━━━━━ Source data ━━━━━

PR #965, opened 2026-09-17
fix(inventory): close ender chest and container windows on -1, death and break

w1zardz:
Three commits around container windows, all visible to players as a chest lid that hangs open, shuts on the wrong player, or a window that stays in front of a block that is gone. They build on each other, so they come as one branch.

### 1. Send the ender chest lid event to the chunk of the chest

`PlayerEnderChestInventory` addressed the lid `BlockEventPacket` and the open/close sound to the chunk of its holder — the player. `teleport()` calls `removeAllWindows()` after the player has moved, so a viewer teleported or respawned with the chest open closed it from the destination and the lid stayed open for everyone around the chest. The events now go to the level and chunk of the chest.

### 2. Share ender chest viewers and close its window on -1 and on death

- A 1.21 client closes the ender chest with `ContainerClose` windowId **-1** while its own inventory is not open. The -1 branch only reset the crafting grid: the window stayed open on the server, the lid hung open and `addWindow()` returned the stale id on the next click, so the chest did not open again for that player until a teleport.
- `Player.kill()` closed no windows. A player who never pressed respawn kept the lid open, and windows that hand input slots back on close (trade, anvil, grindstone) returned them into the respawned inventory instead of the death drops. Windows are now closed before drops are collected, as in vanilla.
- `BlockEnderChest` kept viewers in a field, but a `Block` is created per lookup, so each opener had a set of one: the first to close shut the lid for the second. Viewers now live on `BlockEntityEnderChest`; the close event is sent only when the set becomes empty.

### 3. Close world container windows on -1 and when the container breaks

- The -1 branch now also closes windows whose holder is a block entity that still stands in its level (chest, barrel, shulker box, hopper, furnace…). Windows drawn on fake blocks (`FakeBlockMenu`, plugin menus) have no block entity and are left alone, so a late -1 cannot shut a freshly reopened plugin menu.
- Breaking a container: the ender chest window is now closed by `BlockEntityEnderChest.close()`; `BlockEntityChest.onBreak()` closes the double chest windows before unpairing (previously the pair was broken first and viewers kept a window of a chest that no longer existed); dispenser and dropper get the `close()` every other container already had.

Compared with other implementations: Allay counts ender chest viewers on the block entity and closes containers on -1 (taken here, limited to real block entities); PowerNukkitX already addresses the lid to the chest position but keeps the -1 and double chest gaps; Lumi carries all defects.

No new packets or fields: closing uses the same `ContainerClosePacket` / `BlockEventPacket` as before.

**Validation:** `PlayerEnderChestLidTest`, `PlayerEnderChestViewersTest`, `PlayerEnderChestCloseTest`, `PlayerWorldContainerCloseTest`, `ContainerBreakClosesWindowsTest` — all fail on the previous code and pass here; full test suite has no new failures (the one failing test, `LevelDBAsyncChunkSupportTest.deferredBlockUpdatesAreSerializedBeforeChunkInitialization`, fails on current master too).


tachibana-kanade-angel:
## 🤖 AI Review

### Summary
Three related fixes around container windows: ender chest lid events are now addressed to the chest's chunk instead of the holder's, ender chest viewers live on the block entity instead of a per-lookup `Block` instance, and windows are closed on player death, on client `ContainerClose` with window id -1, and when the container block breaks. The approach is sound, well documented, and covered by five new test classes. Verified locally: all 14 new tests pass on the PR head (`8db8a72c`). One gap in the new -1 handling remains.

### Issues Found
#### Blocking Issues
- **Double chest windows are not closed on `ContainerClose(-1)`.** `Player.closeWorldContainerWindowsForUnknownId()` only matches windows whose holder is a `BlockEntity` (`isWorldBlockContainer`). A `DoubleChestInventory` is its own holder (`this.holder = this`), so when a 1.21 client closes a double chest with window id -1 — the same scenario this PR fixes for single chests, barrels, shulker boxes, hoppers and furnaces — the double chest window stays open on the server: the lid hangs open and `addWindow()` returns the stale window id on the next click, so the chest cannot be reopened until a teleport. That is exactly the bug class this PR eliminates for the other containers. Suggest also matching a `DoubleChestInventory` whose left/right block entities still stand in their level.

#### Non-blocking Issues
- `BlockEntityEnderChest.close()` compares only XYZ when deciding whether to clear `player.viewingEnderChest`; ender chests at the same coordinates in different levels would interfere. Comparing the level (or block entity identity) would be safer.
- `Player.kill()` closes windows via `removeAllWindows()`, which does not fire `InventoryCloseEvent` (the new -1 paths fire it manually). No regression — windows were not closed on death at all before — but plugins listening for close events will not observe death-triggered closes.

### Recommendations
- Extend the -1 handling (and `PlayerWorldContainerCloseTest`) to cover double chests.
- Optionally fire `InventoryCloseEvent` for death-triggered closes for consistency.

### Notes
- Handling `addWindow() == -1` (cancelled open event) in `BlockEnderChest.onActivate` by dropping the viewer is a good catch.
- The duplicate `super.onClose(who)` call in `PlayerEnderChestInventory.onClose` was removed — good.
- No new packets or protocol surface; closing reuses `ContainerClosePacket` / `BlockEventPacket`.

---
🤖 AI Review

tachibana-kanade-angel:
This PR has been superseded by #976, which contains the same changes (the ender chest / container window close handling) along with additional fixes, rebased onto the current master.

━━━━━
━━━━━ Source data ━━━━━

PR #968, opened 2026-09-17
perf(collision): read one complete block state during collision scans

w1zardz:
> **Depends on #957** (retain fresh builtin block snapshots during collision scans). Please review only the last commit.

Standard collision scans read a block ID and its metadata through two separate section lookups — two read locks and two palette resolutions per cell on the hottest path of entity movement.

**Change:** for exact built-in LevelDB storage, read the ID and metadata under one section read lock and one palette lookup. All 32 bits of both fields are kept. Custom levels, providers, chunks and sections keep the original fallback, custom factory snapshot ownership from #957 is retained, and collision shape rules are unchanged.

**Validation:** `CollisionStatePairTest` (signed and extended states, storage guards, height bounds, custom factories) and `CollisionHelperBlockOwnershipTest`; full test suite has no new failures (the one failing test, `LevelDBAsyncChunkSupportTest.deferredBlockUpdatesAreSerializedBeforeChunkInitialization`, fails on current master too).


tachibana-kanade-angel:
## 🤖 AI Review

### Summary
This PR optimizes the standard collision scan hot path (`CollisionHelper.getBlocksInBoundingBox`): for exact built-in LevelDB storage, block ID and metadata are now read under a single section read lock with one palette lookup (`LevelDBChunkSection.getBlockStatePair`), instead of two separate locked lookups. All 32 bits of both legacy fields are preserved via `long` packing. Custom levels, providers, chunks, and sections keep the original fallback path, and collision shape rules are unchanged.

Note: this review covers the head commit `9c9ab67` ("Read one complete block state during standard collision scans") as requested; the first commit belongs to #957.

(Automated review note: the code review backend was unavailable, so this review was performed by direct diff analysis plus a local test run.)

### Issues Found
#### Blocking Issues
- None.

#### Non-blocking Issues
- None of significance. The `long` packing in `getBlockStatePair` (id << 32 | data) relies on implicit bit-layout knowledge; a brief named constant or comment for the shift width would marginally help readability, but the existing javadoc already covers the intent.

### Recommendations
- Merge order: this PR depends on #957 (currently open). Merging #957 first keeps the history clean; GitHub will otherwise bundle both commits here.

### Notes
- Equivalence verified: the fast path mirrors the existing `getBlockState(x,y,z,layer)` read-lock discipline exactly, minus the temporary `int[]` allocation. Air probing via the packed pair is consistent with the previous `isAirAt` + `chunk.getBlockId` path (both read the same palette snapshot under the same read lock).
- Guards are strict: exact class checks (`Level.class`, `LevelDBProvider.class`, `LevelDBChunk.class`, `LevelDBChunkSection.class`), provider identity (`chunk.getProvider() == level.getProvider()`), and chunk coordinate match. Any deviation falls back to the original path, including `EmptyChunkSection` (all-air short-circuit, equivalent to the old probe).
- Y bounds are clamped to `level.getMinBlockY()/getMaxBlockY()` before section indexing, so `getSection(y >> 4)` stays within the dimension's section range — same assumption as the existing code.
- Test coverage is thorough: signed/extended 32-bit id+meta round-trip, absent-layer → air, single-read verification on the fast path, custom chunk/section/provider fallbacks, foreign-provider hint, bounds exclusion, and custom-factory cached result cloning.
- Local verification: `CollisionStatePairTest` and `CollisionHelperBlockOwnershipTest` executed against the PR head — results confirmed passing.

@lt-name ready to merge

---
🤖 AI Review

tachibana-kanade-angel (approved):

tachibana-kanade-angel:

━━━━━

■ **Problem**: An exact, complete copy of the lines above from the one with "Three commits around" through the one with "### 3. Close" is the whole answer.

■ **Exercise output**:
Three commits around container windows, all visible to players as a chest lid that hangs open, shuts on the wrong player, or a window that stays in front of a block that is gone. They build on each other, so they come as one branch.

### 1. Send the ender chest lid event to the chunk of the chest

`PlayerEnderChestInventory` addressed the lid `BlockEventPacket` and the open/close sound to the chunk of its holder — the player. `teleport()` calls `removeAllWindows()` after the player has moved, so a viewer teleported or respawned with the chest open closed it from the destination and the lid stayed open for everyone around the chest. The events now go to the level and chunk of the chest.

### 2. Share ender chest viewers and close its window on -1 and on death

- A 1.21 client closes the ender chest with `ContainerClose` windowId **-1** while its own inventory is not open. The -1 branch only reset the crafting grid: the window stayed open on the server, the lid hung open and `addWindow()` returned the stale id on the next click, so the chest did not open again for that player until a teleport.
- `Player.kill()` closed no windows. A player who never pressed respawn kept the lid open, and windows that hand input slots back on close (trade, anvil, grindstone) returned them into the respawned inventory instead of the death drops. Windows are now closed before drops are collected, as in vanilla.
- `BlockEnderChest` kept viewers in a field, but a `Block` is created per lookup, so each opener had a set of one: the first to close shut the lid for the second. Viewers now live on `BlockEntityEnderChest`; the close event is sent only when the set becomes empty.

### 3. Close world container windows on -1 and when the container breaks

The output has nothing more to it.